INFORMATION PROVIDED section start
PR #6776, opened 2026-04-10
Dynamic dark mode switching

jordanbrown0:
Various changes to properly handle switching to and from dark mode while the application is running.

Mostly Qt6 does all of the work, but... it does it using palette inheritance, and style sheets break palette inheritance.

### DIFF
--- a/src/gui/Animate.cc
+++ b/src/gui/Animate.cc
@@ -24,6 +24,17 @@ Animate::Animate(QWidget *parent) : QWidget(parent)
   setupUi(this);
   initGUI();
 
+  auto *stepsValidator = new QIntValidator(this);
+  stepsValidator->setBottom(0);
+  e_fsteps->setValidator(stepsValidator);
+
+  auto *fpsValidator = new QDoubleValidator(this);
+  fpsValidator->setBottom(0.0);
+  e_fps->setValidator(fpsValidator);
+
+  auto *tvalValidator = new QDoubleValidator(0.0, 1.0, -1, this);
+  e_tval->setValidator(tvalValidator);
+
   const auto width = groupBoxParameter->minimumSizeHint().width();
   const auto margins = layout()->contentsMargins();
   const auto scrollMargins = scrollAreaWidgetContents->layout()->contentsMargins();
@@ -111,22 +122,6 @@ void Animate::updatedAnimFpsAndAnimSteps()
     animateTimer->setSingleShot(false);
     animateTimer->setInterval(int(1000 / fps));
     animateTimer->start();
-  }
-
-  QPalette defaultPalette;
-  const auto bgColor = defaultPalette.base().color().toRgb();
-  QString redStyleSheet = UIUtils::blendForBackgroundColorStyleSheet(bgColor, errorBlendColor);
-
-  if (this->steps_ok || this->e_fsteps->text() == "") {
-    this->e_fsteps->setStyleSheet("");
-  } else {
-    this->e_fsteps->setStyleSheet(redStyleSheet);
-  }
-
-  if (this->fpsOK || this->e_fps->text() == "") {
-    this->e_fps->setStyleSheet("");
-  } else {
-    this->e_fps->setStyleSheet(redStyleSheet);
   }
 
   updatePauseButtonIcon();
--- a/src/gui/ColorList.cc
+++ b/src/gui/ColorList.cc
@@ -286,7 +286,6 @@ void ColorList::sortByLightness(const bool descending)
 void ColorList::updateSelectedColor()
 {
   QPalette defaultPalette;
-  const auto styleSheet = QString("QLineEdit { color: %1; background-color: %2; }");
   const auto name = selectedColorLabel ? selectedColorLabel->text() : "";
   const auto colorRgb = selectedColorLabel ? selectedColorLabel->backgroundColor().name() : "";
   const auto colorRgbR =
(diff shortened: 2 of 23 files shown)


jordanbrown0:
I filed #6782 as a placeholder for reports.

jordanbrown0:
These commits are largely independent of one another and can be separated as desired.  Here's commit-by-commit commentary.

jordanbrown0:
*  add dumpPalette debug tool

Many of these changes involved investigating the existing palette usage and carefully making changes.  This function dumps the color portion of a palette.  It's not used any more, but it's small and could be useful so I'm slightly inclined to keep it.  (But it uses stdout rather than any more structured logging facility, and maybe that should change.)

Note:  The three columns are Active, Disabled, and Inactive.  Inherited colors are shown in parentheses.

jordanbrown0:
*  Switch icons when light/dark mode changes, not just at startup.

Pretty much as it says.  Small refactoring to make that convenient, and put the actual switch in a global file.

Note: if you have multiple main windows, it'll get switched multiple times.  That should be mostly harmless, but maybe there should be a "if it's already set that way, don't set it again" test.  Better still would be to hang it off of a global event handler, but I couldn't find one.

jordanbrown0:
* Eliminate console style sheet to enable dark mode switching.

Replace use of a style sheet to change font with conventional Qt API.

jordanbrown0:
* Eliminate global and status bar style sheets to enable dark mode switching.

The status bar used a style sheet to eliminate `|` markings between the status bar items.  There's no simple way to do that *without* style sheets.  The easiest way is to reimplement the guts of QStatusBar, and just hand QStatusBar a single widget that contains your own QHBoxLayout.

The management of the status bar items was giving me nightmares, so I simplified it:  all of the items are created at startup, and their contents and visibility are dynamically switched.

Standardized "progresswidget" into camelCase.

Old would wait a second before displaying the progress bar; new displays it immediately.  The additional complexity didn't seem to make sense.

jordanbrown0:
* Eliminate customizer style sheet to enable dark mode switching.

Replace style sheet for setting font with conventional Qt API.

I think this subtly changed the format of the customizer window - in particular, I think it changed the color of the collapse/expand icon.

jordanbrown0:
* Eliminate style sheets from the 3D view error popup.

The reason for the style sheet was to remove the border around the "button" on the left side - the warning-vs-error icon.  Since that wasn't really a button in the first place, I changed it to just being a QLabel.  Unfortunately, to make an icon QLabel you have to call it a pixmap, but mostly that's just a matter of terminology.

I don't think there was a dark-mode issue with the error popup, but I wanted to eliminate as many style sheet uses as possible.

jordanbrown0:
* Eliminate style sheet from Animate pane, in favor of using stock validation.

Tinting erroneous values isn't the usual way to show errors.  Best is to just not allow the error to occur in the first place (e.g. by limiting input to digits).  There's a stock validation mechanism; use it.

There was a slight dark-mode issue:  the "mix this color with the background" scheme doesn't work all that well with a black background, and in theory would work even worse with other colors.

jordanbrown0:
* Viewport Control distance=0 is fatal. Restrict the spinbox to avoid it.

The UI infrastructure can apply limits; use that capability.  Check all of the fields using it, controlled statically from the `*.ui` file rather than from C++.

Because adding the UI limits keeps you out of the "red" zone, those tests and handling are no longer necessary.

Limit rotation to 360 degrees (which is what the status bar reports); wrap when you step past the ends.

Note:  get rid of  the style sheet in a separate commit.

jordanbrown0:
* Eliminate style sheets from ViewportControl.

Use API and alpha to apply a background tint, rather than DIY calculations and a style sheet.

Note the workaround for https://qt-project.atlassian.net/browse/QTBUG-145776 which makes the background color of input widgets behave oddly.

Note:  blending the yellow with a black background doesn't work all that well, but that's pretty much unchanged.

jordanbrown0:
* Eliminate style sheet from 3MF and PDF exports.

Straightforward replacement.

Canceling the color selector in 3MF export would yield an invalid color; detect that and don't update.

jordanbrown0:
* Better light/dark mode support for ColorList "as foreground / as background".

These two fields did not behave well when switching between dark and light.

Don't use a style sheet, so they *will* switch as appropriate.

If there is no color selected, use the default in these two widgets (so that it will switch automatically).
If there is no "comparison color" selected, use the default (so that it will switch automatically).

In the "as background" field, if you had selected a "comparison color" and then reset it, it would reset to the background color rather than to the text color.

Note the (existing) bug that the "reset sample text" icon has a fixed color and can become invisible if the background color is set close to it.

jordanbrown0:
Known issues:
* There are a few style sheets remaining.  I don't think any of them actually cause light-dark issues, but I'd like to get rid of them entirely.
* Checkboxes that are checked go invisible when dynamically switched to dark mode, when not focused.(?!?)  (Not new.)
* Progress widget isn't really properly aligned.  (But I think it may be better than it was.)
* It might be possible to move a bunch of the status bar stuff into a `*.ui` file.

roel-v:
Is there anything in particular holding back the merge of this PR? More specifically, is there anything I can do to move this forward?

jordanbrown0:
Ah, you found it.

With respect to making progress:
(a) needs to be brought up to date.
(b) needs appropriate review.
INFORMATION PROVIDED section end
ABOUT THIS EXERCISE -> Which of the lines above hold the string "than"? Copy each one.

RESPONSE AREA ->
Many of these changes involved investigating the existing palette usage and carefully making changes.  This function dumps the color portion of a palette.  It's not used any more, but it's small and could be useful so I'm slightly inclined to keep it.  (But it uses stdout rather than any more structured logging facility, and maybe that should change.)
The UI infrastructure can apply limits; use that capability.  Check all of the fields using it, controlled statically from the `*.ui` file rather than from C++.
Use API and alpha to apply a background tint, rather than DIY calculations and a style sheet.
In the "as background" field, if you had selected a "comparison color" and then reset it, it would reset to the background color rather than to the text color.
* Progress widget isn't really properly aligned.  (But I think it may be better than it was.)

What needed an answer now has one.